AMN lesions typically develop at the junction between the OPL and ONL and are often associated with disruption of the ellipsoid zone, similar to the OCT alterations of our patient. The most creditable hypothesis is that these changes result from local compromise of the DCP which provides retinal perfusion to the zone between the retinal and choroidal circulations, with a reperfusion in late stages [36]. This concept of DCP ischemia causing AMN is strongly supported by previously identified risk factors for AMN [2,16].

AMN results in a thinning of the affected retinal layers leading to residual scotoma, although in some cases complete visual recovery has been documented [37]. In our case, these retinal alterations were noted (left eye more than right one), but the patient showed an improvement in vision compared to the first visit. At the end of the follow-up, our patient complained about a scotoma in the left eye. Also, the infrared image showed attenuated lesions after two years. Visual field confirmed the paracentral scotoma in the left eye at the end of follow-up. No scotomas were noticed in the right eye visual field.

The OCT performed in our patient demonstrated an important role in defining chronological events in the different retinal layers. In our case, at the beginning, the OCT features were a focal highly reflective band in the OPL with thinning of the ONL and defects of the ellipsoid zone, which are consistent with previous studies [6,38,39].

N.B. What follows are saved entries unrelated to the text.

PR #960, opened 2019-11-04
[2476] Refactor content status to service 

davidgisbey:
### Context

The course model is currently over 600 lines and has become a bit of a god class

- refactor content status into a service object

### Checklist

- [x] Attach to Trello card
- [x] Rebased master
- [x] Cleaned commit history

### DIFF
--- a/app/services/courses/content_status_service.rb
+++ b/app/services/courses/content_status_service.rb
@@ -1,8 +1,8 @@
 module Courses
   class ContentStatusService
-    def execute(enrichment, next_cycle_boolean)
+    def execute(enrichment, recruitment_cycle)
       if !enrichment.present?
-        if next_cycle_boolean
+        if recruitment_cycle.next?
           :rolled_over
         else
           :empty
--- a/app/services/courses/content_status_service.rb
+++ b/app/services/courses/content_status_service.rb
@@ -1,0 +1,23 @@
+module Courses
+  class ContentStatusService
+    def execute(enrichment, next_cycle_boolean)
+      if !enrichment.present?
+        if next_cycle_boolean
+          :rolled_over
+        else
+          :empty
+        end
+      elsif enrichment.published?
+        :published
+      elsif enrichment.withdrawn?
+        :withdrawn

Fawzi et al. [17], described a case of ONL thinning, attenuation of the ellipsoid zone and persistent absence of interdigitation zone in a patient after 14 months follow-up. Vance et al. [6], noted focal loss of the ellipsoid zone and ONL thinning with re-established features of the ellipsoid zone but a persistent ONL thinning. In our patient, the OCT showed hyperreflective spots in the OPL with a hyporeflective corresponding band of the ellipsoid zone, at the end of the follow-up.

4. Conclusions

This paper is a report of a bilateral case of AMN that demonstrated a different evolution in the two eyes of the same patient. Several mechanisms could be implicated in the pathology of AMN. However, we suspect that the retinas of both eyes were damaged through the same pathological mechanism but in a more severe grade in the left eye, such that the scotoma and IR/OCT alterations could not completely revert in that eye. OCT played a fundamental role in the AMN diagnosis and follow-up. It is still unclear whether a direct viral effect or immunologic phenomenon is responsible for changes of the retinal layers, therefore further studies are needed to investigate this rare pathology.